# Omatic wiggle stick + flux bindings review



## Guest (Apr 1, 2009)

I was at my local hill last saturday and had a opportunity to demo a 2010 omatic wiggle stick. The condition of the day was spring slush. 

The wiggle stick I demoed was a 154 with flux's newest freestyle oriented bindings. I didn't really ask about the bindings the rep just told me it was going to be released in 2010. 

Just for reference that day I was riding my 09' skate banana 156 w/ 09' Rome 390s. I rode the omatic for the other half and my own setup for the first half. 

The rep was slow as fuck just mounting and setting up the bindings so I just went and set the whole thing myself. 

Stance 18/-9 regular 24' width. The board was said to be a rocker. The first run down was just amazing, it rode really stable yet loose. I can't really explain the fusion of the ride, all I knew as it was confidence inspiring on a board I've ridden for the first time. I was pressing boxes and hitting kickers like I was on crack. It butters any and everything really well due to the softer flex. Although it is soft it is not a noodle it landed mid sized kicker with no problems. The wiggle stick saved my ass once when I almost caught an edge doing a mute 3 off a mid sized jump. It rod over ice like a champ. It has good pop. At the end of the day I wanted to trade my banana for the wiggle stick. My final evaluation would be excellent for a park board. I am defintly getting the omatic for next season. 

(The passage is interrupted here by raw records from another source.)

PR #3423, opened 2022-04-07
Added proxy api for Plausible on current express server

yathomasi:
Fixes https://github.com/iterative/iterative.ai/issues/423

Created proxy API for plausible basically to handle these two requests
```
pl/js/script.js -> https://plausible.io/js/script.js
pl/event    -> https://plausible.io/api/event
```

Todo: 
- [x] get this API implementation reviewed and finalize
- [x] replace current plausible API with this proxy API

**Update**: 
Script: https://dvc-org-proxy-plausible-cd4crn.herokuapp.com/api/pl/js/script.js
Event API: https://dvc-org-proxy-plausible-cd4crn.herokuapp.com/api/pl/event

### DIFF
--- a/src/server/middleware/api/plausible.js
+++ b/src/server/middleware/api/plausible.js
@@ -38,10 +38,15 @@ async function handlePlausibleRequest(req, res) {
           'content-type': 'application/json'
         }
       })
-      res.set({
-        'content-type': response.headers.get('content-type')
-      })
-      return res.status(response.status).send(await response.text())
+      if (response.ok) {
+        res.set({
+          'content-type': response.headers.get('content-type')
+        })
+        return res.status(response.status).send(await response.text())
+      } else {
+        if (!isProduction) console.error(error)
+        return res.status(500).end()
+      }
     }
     res.status(404).end()
   } catch (error) {
--- a/src/server/middleware/api/plausible.js
+++ b/src/server/middleware/api/plausible.js
@@ -41,7 +41,7 @@ async function handlePlausibleRequest(req, res) {
       res.set({
         'content-type': response.headers.get('content-type')
       })
-      return response.body.pipe(res)
+      return res.status(response.status).send(await response.text())
     }
     res.status(404).end()
   } catch (error) {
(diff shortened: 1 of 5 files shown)


rogermparent (commented):
The core concept looks solid to me! Most of our APIs have a caching system using `node-cache`, could that be valuable here as well?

The bindings were really good as well as the board. I forgot I was strapped in couple of times and the bindings had good response yet it did no hinder freestyleability. Cap straps were some of the best I've seen yet.


----------



## jmacphee9 (Nov 11, 2008)

this is the etrr-eco right?????? i have a feeling this board will be hot next year, people may want to order early if they want em..rocker plus tbt(kinda), money in the bank imo, i dont care what bataleon said i felt like rocker would be a nice feature..


----------



## ScBlack (Dec 9, 2008)

Have you rode a Bataleon TBT before? if so, how's the Omatic wiggle stick compare to the TBT?


----------



## jmacphee9 (Nov 11, 2008)

i have not, the OP might, but heres someone that has
Omatic Extr-Eco Wiggle Stick with K2 Formulas ~ The Angry Snowboarder


----------



## ScBlack (Dec 9, 2008)

jmacphee9 said:


> i have not, the OP might, but heres someone that has
> Omatic Extr-Eco Wiggle Stick with K2 Formulas ~ The Angry Snowboarder


Yeah I read that, just want to check out a second opinion on it. He did mention TBT tends to hang up during a skid which I have yet to experienced on my Jam...maybe I am not riding my Jam hard enough


----------



## jimster716 (Feb 11, 2009)

YouTube - Omatic 2010 Preview

Video: Tanya from Omatic Snowboards discusses the Wiggle Stick and BS Technology


----------



## Guest (Apr 1, 2009)

jimster716 said:


> YouTube - Omatic 2010 Preview
> 
> Video: Tanya from Omatic Snowboards discusses the Wiggle Stick and BS Technology


lol." It just wiggles around the mtn."


----------



## DC5R (Feb 21, 2008)

Hmmm...I may just have to look into this board instead of a Bataleon.


----------



## BurtonAvenger (Aug 14, 2007)

HAHA I love that video only I could show up to the Omatic booth wearing head to toe K2 stuff.


----------



## Gnarly (Mar 12, 2008)

Bringing this back from the dead.

Does anyone know if the Wiggle Stick is going to have an extruded, sintered or syntruded base?


----------



## BurtonAvenger (Aug 14, 2007)

It's sintruded.


----------



## snowvols (Apr 16, 2008)

anybody know then the omatic boards are hitting the shelves?


----------



## FLuiD (Jul 6, 2009)

Good question... I have not seen much on the new stuff other then:::

Omatic 2010 Preview ~ The Angry Snowboarder


----------



## snowvols (Apr 16, 2008)

Yea shay has the new stuff on her site and a review as well of the wiggle stick


Snowboard Review: 09-10 O-matic Extr-eco – Shayboarder.com


----------



## DiamondCarver (Jan 27, 2009)

Is this board not out yet?? I cant find it anywhere.


----------



## snowvols (Apr 16, 2008)

I emailed Omatic. Lady said it should hit stores by Oct. 5


----------